El viejo pareció aturdido. «Pero, hombre, ¿qué es lo que te ha pasado?», dijo, mostrando a Grover una débil sonrisa consoladora. Mi madre acababa de llegar de la cocina y se había quedado junto a la silla de Grover. Estaba haciendo una mueca con la boca para intentar dar a entender al viejo que Grover estaba chalado. Hasta mi hermana pareció darse cuenta de que algo raro le pasaba, sobre todo cuando se negó a visitar la nueva bolera que su encantador pastor había instalado expresamente para los jóvenes como Grover.

¿Qué le pasaba a Grover? Nada, excepto que tenía los pies plantados sólidamente en el quinto cimiento de la gran muralla de la Ciudad Santa de Jerusalén, el quinto cimiento compuesto enteramente de sardónice, desde el que dominaba la vista de un río puro de agua de vida, que brotaba del trono de Dios.

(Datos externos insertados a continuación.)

PR #87, opened 2017-12-14
User/bsmithvt/ef group model

bsmithvt:
EF models for Group, Role, and GroupRole mapping. AutoMapper implementations and related User/Permission properties will come in a later PR.

### DIFF
--- a/Fabric.Authorization.Persistence.SqlServer/EntityModels/Group.cs
+++ b/Fabric.Authorization.Persistence.SqlServer/EntityModels/Group.cs
@@ -8,11 +8,11 @@ namespace Fabric.Authorization.Persistence.SqlServer.EntityModels
     {
         public Group()
         {
-            Roles = new List<Role>();
+            GroupRoles = new List<GroupRole>();
             //Users = new List<User>();
         }
         public int Id { get; set; }
-        public Guid ExternalIdentifier { get; set; }
+        public string ExternalIdentifier { get; set; }
         public string Name { get; set; }
         public string Source { get; set; }
 
@@ -22,7 +22,7 @@ namespace Fabric.Authorization.Persistence.SqlServer.EntityModels
         public string ModifiedBy { get; set; }
         public bool IsDeleted { get; set; }
 
-        public ICollection<Role> Roles { get; set; }
+        public ICollection<GroupRole> GroupRoles{ get; set; }
         //public ICollection<User> Users { get; set; }
     }
 }
--- a/Fabric.Authorization.Persistence.SqlServer/EntityModels/Group.cs
+++ b/Fabric.Authorization.Persistence.SqlServer/EntityModels/Group.cs
@@ -1,0 +1,28 @@
+﻿using System;
+using System.Collections.Generic;
+using Fabric.Authorization.Domain.Models;
+
+namespace Fabric.Authorization.Persistence.SqlServer.EntityModels
+{
+    public class Group : ITrackable, ISoftDelete
+    {
+        public Group()
+        {
+            Roles = new List<Role>();
+            //Users = new List<User>();
+        }
+        public int Id { get; set; }
+        public Guid ExternalIdentifier { get; set; }
+        public string Name { get; set; }
+        public string Source { get; set; }
+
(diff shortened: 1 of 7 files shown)


Fabric.Authorization.Persistence.SqlServer/EntityModels/Group.cs
```diff
@@ -0,0 +1,28 @@
...
+{
+    public class Group : ITrackable, ISoftDelete
+    {
+        public Group()
+        {
+            Roles = new List<Role>();
+            //Users = new List<User>();
+        }
+        public int Id { get; set; }
+        public Guid ExternalIdentifier { get; set; }
```
michaelvidal24: I think we set this value to GroupName in the API, so I don't think it can be a Guid.

Fabric.Authorization.Persistence.SqlServer/EntityModels/Group.cs
```diff
@@ -0,0 +1,28 @@
...
+        public string Source { get; set; }
+
+        public DateTime CreatedDateTimeUtc { get; set; }
+        public DateTime? ModifiedDateTimeUtc { get; set; }
+        public string CreatedBy { get; set; }
+        public string ModifiedBy { get; set; }
+        public bool IsDeleted { get; set; }
+
+        public ICollection<Role> Roles { get; set; }
+        //public ICollection<User> Users { get; set; }
```
michaelvidal24: Are we leaving this commented out because we haven't gotten to Users yet?

Fabric.Authorization.Persistence.SqlServer/EntityModels/GroupRole.cs
```diff
@@ -0,0 +1,20 @@
+﻿using System;
+using Fabric.Authorization.Domain.Models;
+
+namespace Fabric.Authorization.Persistence.SqlServer.EntityModels
+{
+    public class GroupRole : ITrackable, ISoftDelete
```
michaelvidal24: Is this an explicit join entity? Does EF core not support many to many relationships with modelling the explicit join entity? Maybe a better question is, what are the advantages vs disadvantages of an explicit join entity?

Fabric.Authorization.Persistence.SqlServer/EntityModels/Role.cs
```diff
@@ -0,0 +1,35 @@
...
+    {
+        public Role()
+        {
+            Groups = new List<Group>();
+            ChildRoles = new List<Role>();
+            /*Permissions = new List<Permission>();
+            DeniedPermissions = new List<Permission>();*/
+        }
+        public int Id { get; set; }
+        public int? ParentRoleId { get; set; }
```
michaelvidal24: The domain model requires a Guid for ParentRole, I guess we'll have to handle that in the model mapping.

Fabric.Authorization.Persistence.SqlServer/EntityModels/Group.cs
bsmithvt: Yes

Fabric.Authorization.Persistence.SqlServer/EntityModels/GroupRole.cs
bsmithvt: Just to close the loop in this thread, below are 2 articles referencing EF Core many to many relationships. I do need to adjust my models to reference the join/linking entity as well. I will do that.

https://docs.microsoft.com/en-us/ef/core/modeling/relationships
Many-to-many relationships without an entity class to represent the join table are not yet supported. However, you can represent a many-to-many relationship by including an entity class for the join table and mapping two separate one-to-many relationships.

http://www.thereformedprogrammer.net/updating-many-to-many-relationships-in-entity-framework-core/

Fabric.Authorization.Persistence.SqlServer/EntityModels/Group.cs
bsmithvt: I've addressed this.

bsmithvt:
@kpaul, yes, I will do that next and the automapper stuff.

Y la vista de ese río de la vida era para Grover como la picadura de mil pulgas en el colon inferior. Hasta que no hubiera dado por lo menos siete vueltas a la tierra corriendo no iba a poder sentarse tranquilamente a observar la ceguera y la indiferencia de los hombres con alguna ecuanimidad. Estaba vivo y purificado, y aunque, para los espíritus indolentes y sucios de los cuerdos, estaba «chiflado», a mí me pareció que estaba mejor así que antes. Era un pelmazo que no podía hacerte daño. Si le escuchabas durante largo rato, te purificabas un poco, aunque quizá no quedaras convencido. El nuevo lenguaje brillante de Grover siempre se me metía hasta el diafragma y, mediante una risa excesiva, me limpiaba la basura acumulada por la indolente cordura que me rodeaba. Estaba vivo como Ponce de León había esperado estar vivo; vivo como sólo unos pocos hombres lo han estado. Y, al estar vivo de un modo no natural, le importaba un comino que te rieras en sus narices, ni le habría importado que le hubieses robado las pocas posesiones que tenía. Estaba vivo y vacío, lo que es tan próximo a Dios que es demencial.

Con los pies sólidamente plantados en la gran muralla de la Nueva Jerusalén, Grover conocía un gozo inconmensurable. Quizá si no hubiera nacido con un pie deforme, no habría conocido ese gozo increíble. Quizás hubiese sido una suerte que su padre hubiera dado una patada a su madre en el vientre, mientras Grover estaba todavía en la matriz. Tal vez hubiese sido aquella patada en el vientre lo que le había hecho elevarse, lo que lo había vuelto tan completamente vivo y despierto, que hasta en el sueño pronunciaba mensajes de Dios. Cuanto más duramente trabajaba, menos cansado se sentía. Ya no tenía preocupaciones, ni remordimientos, ni recuerdos desgarradores. No reconocía deberes, ni obligaciones, salvo los que tenía para con Dios. ¿Y qué esperaba Dios de él? Nada, nada... excepto que cantara alabanzas de Él. Dios sólo pedía a Grover Watrous que se revelara vivo en la carne. Sólo le pedía que estuviese cada vez más vivo. Y cuando estaba plenamente vivo, Grover era una voz y esa voz era un diluvio que reducía todas las cosas a caos y ese caos, a su vez, se convirtió en la boca del mundo en cuyo centro mismo estaba el verbo ser. En el principio era el Verbo, y el Verbo era con Dios, y el Verbo era Dios. Así, que Dios era ese extraño y pequeño infinitivo que es lo único que hay... ¿y es que no es bastante? Para Grover era más que suficiente: era todo. A partir de ese Verbo, ¿qué más daba el camino que siguiera? Separarse del Verbo era alejarse del centro, erigir una Babel. Quizá Dios hubiera lisiado deliberadamente a Grover Watrous para mantenerlo en el centro, en el Verbo. Mediante una cuerda invisible Dios mantenía a Grover Watrous sujeto a su estaca, que pasaba por el corazón del mundo, y Grover se convirtió en la gorda gansa que ponía un huevo de oro cada día.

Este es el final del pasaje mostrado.